PR #3603, opened 2021-10-01
Add some more detail to security policy

mit-mit:

PR #3608, opened 2021-10-04
Copy edit, reformat security page

kwalrath:
I don't think I changed the meaning of anything, but the most changed sentence is the second one under **Reporting vulnerabilities**, so please check that. I'd love to add ", respectively" to that sentence — but only if that's correct.

### DIFF
--- a/src/security.md
+++ b/src/security.md
@@ -3,33 +3,40 @@ title: Security
 ---
 
 The Dart team takes the security of Dart and the applications
-created with it seriously. This page describes how to report any
-vulnerabilities you may find, and lists best practices to minimize
-the risk of introducing a vulnerability.
+created with it seriously.
+This page describes how to report any vulnerabilities that you find,
+and lists best practices to minimize the risk of introducing a vulnerability.
 
 ## Reporting vulnerabilities
 
-To report a security issue, please use [https://g.co/vulnz](https://g.co/vulnz).
-We use g.co/vulnz for our intake, and do coordination and disclosure
-[on GitHub](https://github.com/dart-lang/)
-(including using GitHub Security Advisory). The Google Security
-Team will respond within 5 working days of your report on g.co/vulnz.
+To report a security issue, use [https://g.co/vulnz][].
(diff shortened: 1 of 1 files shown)


domesticmouse (approved):

src/security.md
```diff
@@ -3,33 +3,40 @@ title: Security
...
 ## Reporting vulnerabilities
 
-To report a security issue, please use [https://g.co/vulnz](https://g.co/vulnz).
-We use g.co/vulnz for our intake, and do coordination and disclosure
-[on GitHub](https://github.com/dart-lang/)
-(including using GitHub Security Advisory). The Google Security
-Team will respond within 5 working days of your report on g.co/vulnz.
+To report a security issue, use [https://g.co/vulnz][].
+Coordination and disclosure happen in the [dart-lang GitHub repos][repos]
+and the [GitHub Advisory Database][].
```
mit-mit, line 14: I don't think this is accurate. We publish Security Advisories:
https://github.com/dart-lang/sdk/security/advisories?state=published

But we don't use the central GitHub Advisory Database:
https://github.com/advisories

Is that correct @athomas ?

kwalrath: This text is just a slightly rearranged version of what was in #3603 (https://github.com/dart-lang/site-www/pull/3603/files).

parlough: I think the idea here is that Dart advisories are not added to https://github.com/advisories but instead are included in the repositories, such as https://github.com/dart-lang/sdk/security/advisories/GHSA-hfq3-v9pv-p627

Even though it has an ID it doesn't seem to be present in the central repository: https://github.com/advisories/GHSA-hfq3-v9pv-p627

kwalrath: Ah, so it's [security advisories](https://docs.github.com/en/code-security/security-advisories/about-github-security-advisories), not the GitHub Security Advisory Database. I'll update the link and link text.

parlough (approved):
These changes look great to me.

mit-mit:
LGTM

PR #3609, opened 2021-10-05
Update try_catch.dart

dash137:
Changed order of awaited function call and the announcement thereof, because the notification that something is being waited for should come beforehand

### DIFF
--- a/examples/async_await/test/async_await_test.dart
+++ b/examples/async_await/test/async_await_test.dart
@@ -53,7 +53,7 @@ void main() {
     final output = '''
       Awaiting user order...
       Caught error: Cannot locate user order
-    '''
+    ''';
     expect(try_catch.main, m.printsLines(output));
   });
 }


liasquil:
@googlebot I signed it!

parlough:
Hey @liasquil, thanks for opening a pull request!

I think this makes and it matches what we have elsewhere for this particular example. We also need to modify the examples which use the snippet in the actual codelab to get the tests to pass. Feel free to let me know if you'd like me to do this instead, but I've included the two locations I believe this snippet is included at:

- https://github.com/dart-lang/site-www/blob/master/src/codelabs/async-await.md?plain=1#L574-L577
- https://github.com/dart-lang/site-www/blob/master/src/codelabs/async-await.md?plain=1#L594-L595

Thanks again!

liasquil:
Hi @parlough, thanks for looking into my patch and listing the other occurrences. I've now adapted those occurrences correspondingly. I also couldn't find any other files by searching for "Awaiting user order" and "Cannot locate user order".
(By the way, can I somehow run the tests myself within my fork?)

liasquil:
Actually I just found some more.

PR #3618, opened 2021-10-08
feature/3615-jq-doc-body

### LINKED ISSUE #3615: Use simpler/faster `$(document.body)` instead of `$('body')` in main.js
### Describe the problem

We currently use an inconsistent mix of `$('body')` and `$("body")` within [main.js](https://github.com/dart-lang/site-www/blob/master/src/_assets/js/main.js). 

### Expected fix

We should switch these to the more consistent and slightly more performant `$(document.body)`. This will also very slightly simplify a transition away from jquery in the future.

### Additional context

_No response_

bstuff:
fixes #3615

### DIFF
--- a/src/_assets/js/main.js
+++ b/src/_assets/js/main.js
@@ -112,7 +112,7 @@ $(function () {
   // open - close mobile navigation
   $('#menu-toggle').on('click', function (e) {
     e.stopPropagation();
-    $("document.body").toggleClass('open_menu');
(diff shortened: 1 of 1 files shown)


bstuff:
@googlebot I signed it!

bstuff:
> Thanks for working on this but there shouldn't be quotes around `document.body`, so it should just be: `$(document.body)`

@parlough 🤦‍♂️😁 I fixed

Issue #3628, opened 2021-10-14
[PAGE ISSUE]: 'Write command-line apps'


yanadior9029:
### Page URL

https://dart.dev/tutorials/server/cmdline

### Page source

https://github.com/dart-lang/site-www/tree/master/src/_tutorials/server/cmdline.md

### Describe the problem

Please provide more guidance on which path file - quotes.txt will be picked up from. Through hit and trial, i figured out that 'quotes.txt' should be under root of the dart-project.
Is there any concept of classpath in Dart ?

domesticmouse:
No, Dart doesn't have a concept of a classpath, nor does it have WAR files. Dart's command line experience is closer to that of Python or Node.js than to that of Java. The current working directory for an application is the directory in which the executable is launched. 

With that said, I think we could be clearer [here](https://dart.dev/tutorials/server/cmdline#running-dcat) and spell out downloading `quotes.txt` using curl, say, before running the command.

PR #3633, opened 2021-10-18
Add context to command line tutorial

domesticmouse:
fixes: https://github.com/dart-lang/site-www/issues/3628


parlough:
I like the idea of adding more context and a quick way to download it, but I'm concerned this may confuse users who do not have access to `curl` on their shell. Or do you think this is a fair assumption to make?

domesticmouse:
I like the solution of running `dcat` against the `pubspec.yaml` as it removes any ambiguity as to where files go et al.

parlough:
@kwalrath Does this simplification seem good to you?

#####

Brief
Note every line of the entries in which "risk" appears, and copy it down.

Your solution
-the risk of introducing a vulnerability.
+and lists best practices to minimize the risk of introducing a vulnerability.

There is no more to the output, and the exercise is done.